The so-called autumn of life is probably the time while people stop expecting surprises, whether good ones or bad. For a whole cast past its prime, though, it meant Club 60, a surprise within a surprise about the pleasures and sorrows inherent in the fag end of one's existence.
Tariq (Farooque) and Saira (Sarika) have had perhaps one too many, and have lost their son, their only child, to a mass shooting incident in Denver. After this causes Tariq to attempt suicide, Saira decides that the couple move out of Pune and to Mumbai. There, they meet Manu Bhai (Raghubir Yadav), a loud Gujarati businessman who seems hell bent on annoying all who come his way.
Saira sees this, and thinks that this is the perfect way to draw Tariq out of his shell of grief and uncertainty. She lets Manu badger him into joining Club 60, a (d'uh) club for senior citizens that she hopes will force Tariq to be diverted enough to let go of his all-consuming sadness.
The rest of the film is about Club 60 and its... ummm... inmates, as they all go about making bawdy jokes, going to extreme lengths to help each other out, checking young women out (extremely disturbing, this), making bawdy jokes, sharing each others' joys and sorrows, making bawdy jokes... and so on and so forth.
The film is by no means perfect, but it is so full of love and a deep understanding of human flaws and strengths, that you only notice the flaws when you notice Farooque Shaikh's frowning face one too many times. Through no fault of the actor's acumen, it really is rather difficult to sympathise with debilitating depression even in real life. You either live with the tedium of it, as Sarika's character does, or you try your best to bludgeon the person out of it, as did Manu Bhai and his coterie, by firmly ignoring its existence.
In the case of this film though, the fatal flaw is that we simply were not allowed into Tariq's head nearly enough for us to truly empathise. We know only how his son died, and that Tariq feels sad about it. We know nothing of his relationship with his son. We know nothing of his thoughts when Manu Bhai decides to throw a birthday party for the dead son to get Tariq out of his doldrums. The makers seem to have left all that work to Shaikh's infinitely expressive face, but which is simply not sufficient. All we see is a variation of petulance, bafflement and, rarely, anger.

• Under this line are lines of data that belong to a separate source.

PR #6671, opened 2021-04-01
Fix springmvc reactive api can't collect HTTP statusCode.

### LINKED ISSUE #5905: skywalking 8.3 add  springmvc plugin reactive api support , but that cant collect HTTP statusCode

liqiangz:
    The framework change httpCode after AbstractMethodInterceptor.  Replace it with 
    org.apache.skywalking.apm.plugin.spring.mvc.v5.InvokeInterceptor.

- [x] If this pull request closes/resolves/fixes an existing issue, replace the issue number. Closes #5905.


apm-sniffer/apm-sdk-plugin/spring-plugins/mvc-annotation-5.x-plugin/src/main/java/org/apache/skywalking/apm/plugin/spring/mvc/v5/InvokeInterceptor.java
```diff
@@ -19,12 +19,16 @@
...
+import org.apache.skywalking.apm.agent.core.context.tag.Tags;
+import org.apache.skywalking.apm.agent.core.context.trace.AbstractSpan;
 import org.apache.skywalking.apm.agent.core.plugin.interceptor.enhance.EnhancedInstance;
 import org.apache.skywalking.apm.agent.core.plugin.interceptor.enhance.InstanceMethodsAroundInterceptor;
 import org.apache.skywalking.apm.agent.core.plugin.interceptor.enhance.MethodInterceptResult;
 import org.apache.skywalking.apm.plugin.spring.mvc.commons.ReactiveRequestHolder;
 import org.apache.skywalking.apm.plugin.spring.mvc.commons.ReactiveResponseHolder;
+import org.springframework.http.HttpStatus;
 import org.springframework.web.server.ServerWebExchange;
+import reactor.core.publisher.Mono;
```
wu-sheng, line 31: What is this import for?
I notice you added one more dependency, is this always used in Spring classpath?

liqiangz: I will change the referenced package to spring-boot-starter-webflux

ascrutae: That will woks in spring boot webflux, But I am afraid that it causes ClassNotFoundException exception if someone only uses spring web framework.

liqiangz: @ascrutae InvokeInterceptor enhance `org.springframework.web.reactive.result.method.InvocableHandlerMethod`. This class only appears in the webflux package.

liqiangz: done

wu-sheng (commented):
Still, I don't think Spring 5 has to depend on webflux. Tomcat is available, isn't it?

liqiangz:
@wu-sheng InvokeInterceptor enhance org.springframework.web.reactive.result.method.InvocableHandlerMethod. This class only appears in the webflux package.  This method will only be executed when the user uses webflux, if it is not used, it should not affect the original process.

wu-sheng:
> @wu-sheng `InvokeInterceptor` enhance `org.springframework.web.reactive.result.method.InvocableHandlerMethod`. This class only appears in the webflux package. This method will only be executed when the user uses webflux, if it is not used, it should not affect the original process.

@ascrutae Could you verify the codes?

ascrutae:
Could you move the [webflux plugin](https://github.com/apache/skywalking/tree/master/apm-sniffer/optional-plugins/optional-spring-plugins/spring-webflux-5.x-plugin) into the plugins folder to resolve this issue?

liqiangz:
@ascrutae  When using springmvc reactive api, two spans will be created by mistake. 
 I think we can only  webflux plugin  when not  using spring mvc api
image

ascrutae:
> @ascrutae When using springmvc reactive api, two spans will be created by mistake.
> I think we can only activate webflux plugin when not using spring mvc reactive api.
> And when use webflux plugin, the trace is broken.
> image
> image

Could you give me a simple demo to reproduce this issue ?

liqiangz:
@ascrutae Move the webflux plugin into the plugins folder and run springmvc-reactive-scenario demo

liqiangz:
@ascrutae I feel that springmvc 5 plugin and webflux plugin should be two levels. Just like springmvc5 plugin and tomcat plugin. So the problem of the springmvc5 plugin that cannot collect http code should also be fixed. This issue should have nothing to do with the webflux plugin, right?

ascrutae:
You're right,  the spring plugin should work single.

test/plugin/scenarios/springmvc-reactive-scenario/config/expectedData.yaml
```diff
@@ -44,7 +73,31 @@ segmentItems:
       startTime: not null
       endTime: not null
       componentId: 14
+      isError: false
+      tags:
+      - {key: url, value: not null}
+      - {key: http.method, value: GET}
```
ascrutae, line 79: Does it miss the status_code  tag?

liqiangz: @ascrutae  `status_code` is recorded When `httpStatus >= 400` in spring plugins.   `{GET}/testcase/error`  will `record status_code=500`
```java
            HttpStatus httpStatus = exchange.getResponse().getStatusCode();
            if (httpStatus != null && httpStatus.isError()) {
                span.errorOccurred();
                Tags.STATUS_CODE.set(span, Integer.toString(httpStatus.value()));
            }
```

ascrutae (approved):
LGTM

Sarika is wonderful as the supportive and hopeful wife who must shove aside her own sense of loss in order to help her husband deal with his. For most of the film, she wears a carefully cultivated mask of cheerfulness, which, when it cracks, shows a veritable torrent of emotions.
Satish Shah, Tinu Anand, Sharat Saxena, and Vineet Kumar play characters that form the rest of Manu Bhai's gay-ng (say it out loud. not a comment on sexual orientation), each of whom has his own cross to bear, and each of which crosses is borne gracefully and with charm.
The only character that truly jars is Raghubir Yadav's Manu Bhai. Yes, we get it, he's the man, and just because you're aging doesn't mean you're dead and all that. None of these arguments reconcile you to watching a lecherous old man hitting on women young enough to be his daughters. I mean, we'd lock up a 23-year-old for hitting on someone who's 17. Why should this be seen as an affirmation of life?
The music is rather mediocre, and often off kilter. The camera work is as it should be.
The fact is, the credit goes mostly to the amazing actors that are part of this film, and to the director's sensitivity and apparent acumen considering the demographic he's dealing with. Your parents are still bound to enjoy the film more than you will, though, so do take them along.